Prämiengewährung durch gesetzliche Krankenkassen kann Sonderausgabenabzug mindern

Die gesetzlichen Krankenkassen können ihren Versicherten sog. Wahltarife,

d. h. Selbstbehaltungstarife in begrenzter Höhe oder Kostenerstattungstarife

anbieten. Wird ein solcher Tarif gewählt, hat der Steuerpflichtige die

Möglichkeit eine Prämie zu erhalten.

Der Bundesfinanzhof (BFH) hatte nunmehr zu entscheiden, wie sich so eine Prämie

beim Ansatz der Krankenversicherungsbeiträge auf die Sonderausgaben auswirkt.

Im entschiedenen Fall wählte ein Steuerpflichtiger einen Wahltarif mit

Selbstbehalten, aufgrund dessen er eine Prämie je Kalenderjahr bekommen

konnte. Diese erhielt er auch, berücksichtigte sie aber nicht bei den von

ihm steuerlich geltend gemachten Krankenversicherungsbeiträgen. Das Finanzamt

(FA) sah in der Prämienzahlung eine Beitragsrückerstattung und setzte

dementsprechend geringere Sonderausgaben fest.

Der BFH bestätigte in seiner Entscheidung vom 6.6.2018 die Auffassung

des FA. Danach stellt die Prämienzahlung eine Beitragsrückerstattung

dar, die die Vorsorgeaufwendungen des Steuerpflichtigen mindert. Er begründet

dies damit, dass sich die wirtschaftliche Belastung des Steuerpflichtigen reduziert.

Diese ist aber wesentliche Voraussetzung für den Sonderausgabenabzug.

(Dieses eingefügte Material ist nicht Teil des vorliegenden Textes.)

Issue #8120, opened 2021-12-23
load of value, which is not a valid value for type 'bool'  discovered by LibFuzzer


swirsz:
2 similar bugs detected via Libfuzzer & UndefinedBehaviorSanitizer.

./levin_fuzz_tests crash-1a5

[crash-1a5.txt](https://github.com/monero-project/monero/files/7766778/crash-1a5.txt)

/src/monero/monero/contrib/epee/include/net/levin_protocol_handler_async.h:543:31: runtime error: load of value 247, which is not a valid value for type 'bool'
SUMMARY: UndefinedBehaviorSanitizer: 

./load-from-binary_fuzz_tests crash-f31

[crash-f31.txt](https://github.com/monero-project/monero/files/7766781/crash-f31.txt)

/src/monero/monero/contrib/epee/include/storages/portable_storage_from_bin.h:157:17: runtime error: load of value 249, which is not a valid value for type 'bool'
SUMMARY: UndefinedBehaviorSanitizer

moneromooo-monero:
Those seem easy to fix with !!. Thanks.

selsta:
Fixed in #8186

PR #8186, opened 2022-02-19
Undefined behaviour fixes

SChernykh:
Fixes issues reported in #8120


moneromooo-monero (approved):

jeffro256:
The longer you look into bools in C++, the weirder they get.

Issue #8168, opened 2022-02-05
Don't require --rpc-login with --rpc-access-control-origins


woodser:
This issue requests removing the requirement to use RPC authentication when starting monerod with `--rpc-access-control-origins`.

That way, public nodes may serve browser clients.

jeffro256:
This would be great! I've run into this issue myself

jeffro256:
Tangentially related issue: #7951

jeffro256:
@woodser check out the above PR. There may be some security implications with allowing --rpc-access-control-origins with public nodes, but I think that would mostly be a concern for the browser applications, not the daemon operators. In that case, the incumbent security concerns of using an untrusted node overshadow what issues --rpc-access-control-origins bring into the equation,

woodser:
Great. The PR should be opened on release-0.17 to be incorporated into the next release, too.

jeffro256:
@woodser done: #8227

PR #8187, opened 2022-02-19
Fixes: Don't require --rpc-login with --rpc-access-control-origins

jeffro256:
This PR removes the requirement for --rpc-login to be specified if --rpc-access-control-origins is.
This will allow public nodes to serve cross-origin requests. You can still use --rpc-login with
--rpc-access-control-origins, but it is no longer mandatory.

Original Issue: #8168


reemuru (commented):
Tested.

selsta (approved):

PR #8195, opened 2022-02-28
wallet2: update stagenet rollback blocks

selsta:


rbrunner7 (approved):
The extension from testnet correction to testnet + stagenet correction looks correct to me. I trust your estimate of 30,000 stagenet blocks, did not actually check that myself ...

PR #8200, opened 2022-03-02
Compil. time: http_client.h -> abstract_http_client.h

mj-xmr:
## Result
Compilation time reduced by -10% .

## Description

Below is the complexity of the `http_client` class:

image

It's a class derived from `epee::net_utils::http::abstract_http_client` and could be pointed at using this base class' pointer.

This is how the `http_client`'s dependees tree looks like on master:
image

and this is how I was able to reduce it:
image

According to my [compilation time report](http://cryptog.hopto.org/monero/health/data/9aab19f34/9aab19f34-cba-result.txt), on master, the header `net/http_client.h` takes over a minute to compile:

```
78479 ms: /tmp/monero/monero-clean/external/easylogging++/easylogging++.h (included 226 times, avg 347 ms), included via:
(...)
68317 ms: /tmp/monero/monero-clean/contrib/epee/include/net/http_client.h (included 38 times, avg 1797 ms), included via:
(...)
64580 ms: /tmp/monero/monero-clean/src/cryptonote_basic/difficulty.h (included 89 times, avg 725 ms), included via:
(...)
```

A side effect was, that I had to add the following 3 pure virtual methods to `epee::net_utils::http::abstract_http_client`:
```c++
    virtual const std::string &get_host() const = 0;
    virtual const std::string &get_port() const = 0;
    virtual void wipe_response() = 0;
```

## Measurements
using `time make` on master and on the branch:
| real	49m0,890s |     real	44m16,309s  |  -10.06% | 

Of course, individual verification is welcome.

### DIFF
--- a/src/device_trezor/CMakeLists.txt
+++ b/src/device_trezor/CMakeLists.txt
@@ -88,6 +88,7 @@ if(DEVICE_TREZOR_READY)
             ringct_basic
             cryptonote_core
             common
+            net
             ${SODIUM_LIBRARY}
             ${Boost_CHRONO_LIBRARY}
             ${Protobuf_LIBRARY}
--- a/src/net/http.h
+++ b/src/net/http.h
@@ -29,18 +29,12 @@
 
 #pragma once
 
-#include "net/http_client.h"
+#include "net/abstract_http_client.h"
 
 namespace net
 {
 namespace http
 {
-
-class client : public epee::net_utils::http::http_simple_client
-{
-public:
-  bool set_proxy(const std::string &address) override;
-};
 
 class client_factory : public epee::net_utils::http::http_client_factory
 {
--- a/.github/workflows/build-time-test.yml
+++ b/.github/workflows/build-time-test.yml
@@ -36,7 +36,6 @@ jobs:
       run: |
         ${{env.CCACHE_SETTINGS}}
         ${{env.CLONE_PATCHES}}
-        ${{env.TEST_BUILD_TIME}}
 
 # See the OS labels and monitor deprecations here:
 # https://docs.github.com/en/actions/using-github-hosted-runners/about-github-hosted-runners#supported-runners-and-hardware-resources
--- a/.github/workflows/build-time-test.yml
+++ b/.github/workflows/build-time-test.yml
@@ -19,7 +19,7 @@ env:
         ccache --max-size=150M
         ccache --set-config=compression=true
   CLONE_PATCHES: git clone --recursive https://github.com/mj-xmr/monero-patches.git
-  TEST_BUILD_TIME: time ./monero-patches/src/monero-test-build-time.sh compil-epee-http-client wallet/api/wallet_api
+  TEST_BUILD_TIME: time ./monero-patches/src/monero-test-build-time.sh compil-epee-http-client src/wallet/api
 
 jobs:
   time-macos:
--- a/.github/workflows/build-time-test.yml
+++ b/.github/workflows/build-time-test.yml
@@ -1,0 +1,88 @@
+name: ci/gh-actions/build-time-test
+
+on:
+  push:
+  pull_request:
+    paths-ignore:
+      - 'docs/**'
+      - '**/README.md'
+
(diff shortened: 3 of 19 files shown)


src/device_trezor/CMakeLists.txt
```diff
@@ -88,6 +88,7 @@ if(DEVICE_TREZOR_READY)
             ringct_basic
             cryptonote_core
             common
+            net
```
mj-xmr, line 91: device_trezor needs the client factory from `net`

src/net/http.h
```diff
@@ -28,19 +28,13 @@
...
 {
 namespace http
 {
 
-class client : public epee::net_utils::http::http_simple_client
-{
-public:
-  bool set_proxy(const std::string &address) override;
-};
-
```
mj-xmr, line 43: Encapsulated in `http.cpp`

reemuru (commented):
@mj-xmr compilation tested. Are there many more of these time optimizations to be found, like a to-do list? 

`time make -j$(nproc)`
|                   | master | [6fc9dba](https://github.com/monero-project/monero/pull/8200/commits/6fc9dbaba77c8a65e8e8fd5587970c3462e3391b) | change |
| -------------- | -------------------------------- | ----------------------- | ---------------  |
| real            |  31m16.651s                  | 28m52.107s         | ~8%             |

mj-xmr:
Thanks for testing, @reemuru .
Yes, there's a lot of potential here, which you can see in the [CBTA report](https://github.com/monero-project/monero/pull/7028) . The Doxygen report to the right helps in devising an appropriate strategy.

mj-xmr:
As a side note, single threaded tests are preferred, due to multithreaded tests suffering from thread starvation.

mj-xmr:
@reemuru The correct link to the report [is here](http://cryptog.hopto.org/monero/health/).

reemuru:
> @reemuru The correct link to the report [is here](http://cryptog.hopto.org/monero/health/).

@mj-xmr thanks for the info and report. I will keep a mental note for single-threaded tests.

selsta:
master
```
Executed in   17.34 mins    fish           external
   usr time   16.40 mins    0.14 millis   16.40 mins
   sys time    0.86 mins    1.41 millis    0.86 mins
```

patch
```
Executed in   17.00 mins    fish           external
   usr time   16.10 mins    0.27 millis   16.10 mins
   sys time    0.83 mins    3.83 millis    0.83 mins
```

Seeing as this is a small diff and other have higher gains this looks good to merge once reviewed.

mj-xmr:
@selsta I'd hate to argue all the time about this, but it seems, that you might be hitting some I/O bottlenecks, since the differences on your machine are always smaller.

jeffro256:
Here are my results:

    master
    real	63m45.448s
    user	60m5.132s
    sys	3m28.104s

    compil-epee-http-client
    real	61m43.451s
    user	58m18.784s
    sys	3m22.170s

For each run, I ran:
```bash
rm -rf build/
ccache --clear
time make
```
So I had a (3825s - 3703s) / (3825s) * 100% = 3.190% spedup

mj-xmr:
@jeffro256 Thanks for the test. I should have said it beforehand, but you didn't need to sacrifice your ccache for me though :) 

Here's a softer and more objective way to test the compilation time alone:
```
mkdir -p build/time && cd build/time
git checkout master
cmake ../.. -DUSE_CCACHE=OFF -DBUILD_TESTS=ON -DBUILD_SHARED_LIBS=ON && make clean && time make > /dev/null
git checkout TESTED_BRANCH_NAME
cmake ../.. -DUSE_CCACHE=OFF -DBUILD_TESTS=ON -DBUILD_SHARED_LIBS=ON && make clean && time make > /dev/null
```
On top of that, to reduce the effects of I/O bottlenecks, my build directory, as well as source are both placed in a RAMDisk.

mj-xmr:
I'll be doing a couple small tests here, publish the results, and then you decide what to do with this PR.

Anmerkung: Die Prämie ist anders zu behandeln als Bonusleistungen,

die gesetzliche Krankenkassen ihren Mitgliedern zur Förderung gesundheitsbewussten

Verhaltens gewähren. Diese mindern nicht die als Sonderausgaben abziehbaren

Krankenversicherungsbeiträge, sofern sie im Zusammenhang mit gesundheitlich

bedingten Aufwendungen stehen. Können Bonuszahlungen nicht zugeordnet werden,

kommt es dagegen auch hier zu Kürzungen. Den Unterschied sieht der BFH

darin, dass der Bonus eine Erstattung der vom Versicherten selbst getragenen

gesundheitsbezogenen Aufwendungen ist und damit nicht im unmittelbaren Zusammenhang

mit den Beiträgen zur Erlangung des Basiskrankenversicherungsschutzes steht.